Read through the data and report every line in which the word "include" occurs.

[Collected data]

[Start of section]

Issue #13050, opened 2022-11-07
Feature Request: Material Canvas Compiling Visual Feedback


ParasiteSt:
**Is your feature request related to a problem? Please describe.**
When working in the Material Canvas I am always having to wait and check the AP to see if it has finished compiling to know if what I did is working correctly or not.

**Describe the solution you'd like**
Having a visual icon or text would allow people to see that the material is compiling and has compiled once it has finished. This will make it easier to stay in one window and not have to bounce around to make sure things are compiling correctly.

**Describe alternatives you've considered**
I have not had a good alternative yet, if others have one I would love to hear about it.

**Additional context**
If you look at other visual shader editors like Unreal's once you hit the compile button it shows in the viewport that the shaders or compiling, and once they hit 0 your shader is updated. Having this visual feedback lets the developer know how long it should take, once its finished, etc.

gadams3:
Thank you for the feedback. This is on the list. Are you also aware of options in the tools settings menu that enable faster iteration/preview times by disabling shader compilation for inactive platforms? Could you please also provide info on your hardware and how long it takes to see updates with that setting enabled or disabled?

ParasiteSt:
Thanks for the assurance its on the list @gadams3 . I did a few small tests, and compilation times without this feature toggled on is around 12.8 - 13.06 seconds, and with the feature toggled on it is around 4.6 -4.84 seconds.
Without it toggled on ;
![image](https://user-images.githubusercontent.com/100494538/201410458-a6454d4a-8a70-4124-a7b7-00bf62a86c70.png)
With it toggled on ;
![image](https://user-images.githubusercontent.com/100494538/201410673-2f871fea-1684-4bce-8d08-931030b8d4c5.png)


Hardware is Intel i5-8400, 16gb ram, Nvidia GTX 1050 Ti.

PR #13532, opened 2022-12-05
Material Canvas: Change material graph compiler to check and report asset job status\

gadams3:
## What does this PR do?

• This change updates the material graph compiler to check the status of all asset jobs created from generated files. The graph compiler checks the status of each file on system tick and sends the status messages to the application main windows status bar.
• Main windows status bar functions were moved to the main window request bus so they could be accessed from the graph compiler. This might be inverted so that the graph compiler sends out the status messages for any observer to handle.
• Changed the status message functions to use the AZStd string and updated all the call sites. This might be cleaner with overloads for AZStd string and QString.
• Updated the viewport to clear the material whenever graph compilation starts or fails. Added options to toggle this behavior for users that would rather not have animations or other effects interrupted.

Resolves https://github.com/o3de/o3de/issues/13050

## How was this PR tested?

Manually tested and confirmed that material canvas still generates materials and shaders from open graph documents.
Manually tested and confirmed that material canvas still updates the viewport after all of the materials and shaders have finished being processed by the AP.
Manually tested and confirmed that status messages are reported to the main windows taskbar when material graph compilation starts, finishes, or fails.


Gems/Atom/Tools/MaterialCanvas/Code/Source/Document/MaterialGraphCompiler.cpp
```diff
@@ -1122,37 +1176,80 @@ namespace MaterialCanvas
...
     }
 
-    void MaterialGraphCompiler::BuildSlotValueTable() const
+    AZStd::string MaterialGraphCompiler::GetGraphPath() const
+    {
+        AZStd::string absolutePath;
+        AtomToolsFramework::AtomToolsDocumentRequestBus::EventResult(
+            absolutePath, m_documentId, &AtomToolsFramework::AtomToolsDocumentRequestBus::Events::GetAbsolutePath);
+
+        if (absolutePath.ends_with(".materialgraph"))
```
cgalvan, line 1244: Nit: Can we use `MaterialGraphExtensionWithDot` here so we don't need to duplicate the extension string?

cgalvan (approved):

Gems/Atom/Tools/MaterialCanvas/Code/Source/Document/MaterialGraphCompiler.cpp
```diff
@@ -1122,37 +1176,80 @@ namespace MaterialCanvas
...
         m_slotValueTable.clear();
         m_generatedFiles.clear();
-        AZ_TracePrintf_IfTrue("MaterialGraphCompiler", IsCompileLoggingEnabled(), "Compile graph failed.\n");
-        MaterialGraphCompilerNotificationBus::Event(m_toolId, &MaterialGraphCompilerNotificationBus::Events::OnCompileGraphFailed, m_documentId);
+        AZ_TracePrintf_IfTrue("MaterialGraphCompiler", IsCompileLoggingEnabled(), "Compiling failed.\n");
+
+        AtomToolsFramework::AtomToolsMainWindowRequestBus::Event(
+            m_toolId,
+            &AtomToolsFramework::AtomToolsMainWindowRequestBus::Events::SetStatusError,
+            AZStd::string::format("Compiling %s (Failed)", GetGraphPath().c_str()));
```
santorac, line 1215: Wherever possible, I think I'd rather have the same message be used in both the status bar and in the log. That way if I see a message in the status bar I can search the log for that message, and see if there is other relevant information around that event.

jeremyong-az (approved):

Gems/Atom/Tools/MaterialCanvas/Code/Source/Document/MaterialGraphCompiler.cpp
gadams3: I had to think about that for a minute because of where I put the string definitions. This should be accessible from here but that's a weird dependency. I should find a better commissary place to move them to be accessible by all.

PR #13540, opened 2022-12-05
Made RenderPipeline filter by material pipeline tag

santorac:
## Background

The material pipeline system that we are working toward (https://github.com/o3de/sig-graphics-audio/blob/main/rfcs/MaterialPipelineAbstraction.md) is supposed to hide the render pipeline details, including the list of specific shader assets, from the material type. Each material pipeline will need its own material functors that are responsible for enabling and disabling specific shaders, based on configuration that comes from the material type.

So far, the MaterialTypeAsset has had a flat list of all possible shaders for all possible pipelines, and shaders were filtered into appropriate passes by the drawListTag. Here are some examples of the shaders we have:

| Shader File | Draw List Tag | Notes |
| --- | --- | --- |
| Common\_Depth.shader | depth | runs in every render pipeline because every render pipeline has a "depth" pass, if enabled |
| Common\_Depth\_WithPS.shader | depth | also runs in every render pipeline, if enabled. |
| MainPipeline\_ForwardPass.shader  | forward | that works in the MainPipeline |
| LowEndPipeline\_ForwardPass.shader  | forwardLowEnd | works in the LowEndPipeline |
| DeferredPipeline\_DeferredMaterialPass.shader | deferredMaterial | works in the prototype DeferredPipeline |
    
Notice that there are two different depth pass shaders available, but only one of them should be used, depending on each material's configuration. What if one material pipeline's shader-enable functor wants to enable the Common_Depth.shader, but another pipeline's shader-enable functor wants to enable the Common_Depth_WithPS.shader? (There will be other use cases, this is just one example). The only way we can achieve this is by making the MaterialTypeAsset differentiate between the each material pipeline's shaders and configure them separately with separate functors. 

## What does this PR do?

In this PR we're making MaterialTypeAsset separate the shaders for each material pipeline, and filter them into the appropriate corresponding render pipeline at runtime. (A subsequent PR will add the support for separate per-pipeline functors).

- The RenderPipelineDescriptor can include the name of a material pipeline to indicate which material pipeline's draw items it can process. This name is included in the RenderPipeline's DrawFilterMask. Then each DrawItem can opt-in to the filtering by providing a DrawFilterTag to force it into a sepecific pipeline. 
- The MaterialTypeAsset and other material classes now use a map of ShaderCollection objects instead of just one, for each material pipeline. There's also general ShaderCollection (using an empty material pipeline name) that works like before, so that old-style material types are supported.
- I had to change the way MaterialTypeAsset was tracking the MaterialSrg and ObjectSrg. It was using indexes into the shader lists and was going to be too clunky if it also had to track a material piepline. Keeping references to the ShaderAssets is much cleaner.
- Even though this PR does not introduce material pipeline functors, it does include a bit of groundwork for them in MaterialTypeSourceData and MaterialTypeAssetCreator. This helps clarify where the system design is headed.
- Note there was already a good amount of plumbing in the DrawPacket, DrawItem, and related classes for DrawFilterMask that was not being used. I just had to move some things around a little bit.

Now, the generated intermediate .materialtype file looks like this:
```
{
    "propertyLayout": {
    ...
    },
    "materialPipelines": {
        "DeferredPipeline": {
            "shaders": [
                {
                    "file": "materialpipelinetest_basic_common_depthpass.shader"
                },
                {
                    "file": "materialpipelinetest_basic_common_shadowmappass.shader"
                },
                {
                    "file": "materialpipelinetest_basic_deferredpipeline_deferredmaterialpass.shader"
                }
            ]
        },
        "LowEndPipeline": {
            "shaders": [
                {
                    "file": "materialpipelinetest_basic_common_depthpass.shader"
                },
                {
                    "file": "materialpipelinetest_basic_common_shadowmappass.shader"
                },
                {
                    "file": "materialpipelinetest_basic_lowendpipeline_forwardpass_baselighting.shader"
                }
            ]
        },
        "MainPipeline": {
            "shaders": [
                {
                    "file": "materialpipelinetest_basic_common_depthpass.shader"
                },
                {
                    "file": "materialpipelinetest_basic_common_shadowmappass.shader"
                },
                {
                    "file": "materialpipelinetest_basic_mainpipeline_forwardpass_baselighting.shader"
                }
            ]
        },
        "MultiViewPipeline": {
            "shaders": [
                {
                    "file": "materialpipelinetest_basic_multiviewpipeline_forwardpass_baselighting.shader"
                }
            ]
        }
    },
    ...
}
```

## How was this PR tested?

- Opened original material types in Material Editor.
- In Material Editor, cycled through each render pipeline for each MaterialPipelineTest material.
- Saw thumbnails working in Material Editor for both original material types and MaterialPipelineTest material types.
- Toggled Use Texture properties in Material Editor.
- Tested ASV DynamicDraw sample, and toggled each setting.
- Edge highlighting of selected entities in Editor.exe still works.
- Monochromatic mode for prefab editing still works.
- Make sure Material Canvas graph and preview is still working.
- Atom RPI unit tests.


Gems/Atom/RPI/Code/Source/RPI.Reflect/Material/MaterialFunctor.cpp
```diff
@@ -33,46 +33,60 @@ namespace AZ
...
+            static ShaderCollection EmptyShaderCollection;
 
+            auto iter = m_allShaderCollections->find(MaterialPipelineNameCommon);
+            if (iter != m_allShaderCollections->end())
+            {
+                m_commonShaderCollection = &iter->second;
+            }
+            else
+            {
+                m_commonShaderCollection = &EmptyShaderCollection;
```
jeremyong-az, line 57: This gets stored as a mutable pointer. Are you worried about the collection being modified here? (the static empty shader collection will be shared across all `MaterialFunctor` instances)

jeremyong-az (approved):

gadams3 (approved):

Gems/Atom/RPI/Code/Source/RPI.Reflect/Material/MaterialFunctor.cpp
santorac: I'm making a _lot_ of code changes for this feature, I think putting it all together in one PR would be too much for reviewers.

[End of section]

■ **Output below**
- The RenderPipelineDescriptor can include the name of a material pipeline to indicate which material pipeline's draw items it can process. This name is included in the RenderPipeline's DrawFilterMask. Then each DrawItem can opt-in to the filtering by providing a DrawFilterTag to force it into a sepecific pipeline. 
- Even though this PR does not introduce material pipeline functors, it does include a bit of groundwork for them in MaterialTypeSourceData and MaterialTypeAssetCreator. This helps clarify where the system design is headed.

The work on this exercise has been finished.